The deteriorating trend is reflected in the number of hours the API stays over 100. This figure has risen drastically since 2002: from 252 to 527 hours so far this year. And the amount of time that visibility has remained below 8 km rose from 2 per cent in 1968 to 16.7 per cent so far this year.

The API has also broken a year-on-year record. In 2000, the top reading was 153. Already this year, that figure has been topped 24 times, with the top 10 readings—six of which were taken at Tung Chung—ranging from 165 to 201.

Summer, when air quality used to be better because of different atmospheric conditions, is now increasingly plagued by poor air quality. Even at night, roadside air pollution readings remain high.

In Mongkok earlier this month, the roadside API remained over 100 for 180 hours.

Pollution is not the same everywhere. Things are better to the east and the south, worse in the west. This is shown from API figures recorded in the 60 months to June. Communities on the western side of the Territory were significantly more prone to poor air quality than those to the east.
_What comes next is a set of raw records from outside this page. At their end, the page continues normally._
PR #4394, opened 2018-12-14
Start using nullable

Pilchie:
@jcouv @cston

### DIFF
--- a/build/Test.ruleset
+++ b/build/Test.ruleset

Kwai Chung, where streams of diesel-powered container trucks arrive at the busy container port, had the worst air, with the air pollution index giving a reading of above 100 for 459 hours. It was followed by the congested old industrial district of Kwun Tong with 356 hours, while Tung Chung was third with 239 hours. Tsuen Wan, a new town developed since the 1970s and adjacent to Kwai Chung, had 239 hours of above-100 pollution. The best areas are Tap Mun, Tai Po and Sha Tin, with at most only 50 hours.

In response to Greenpeace and Clear the Air activists who said that Hong Kong's air-quality objectives were outdated compared with European standards, Environment Secretary Sarah Liao Sau-tung rejected any comparisons; instead, she argues, objectives should be set with reference to the specific conditions of each city.

"There is no such thing as an international standard," Ms Liao said. "The problem [. . .] is that you would send a message overseas that Hong Kong always has a very high API and that breathing that air is damaging." In her opinion, it was more realistic to review the standards after improvements had been made.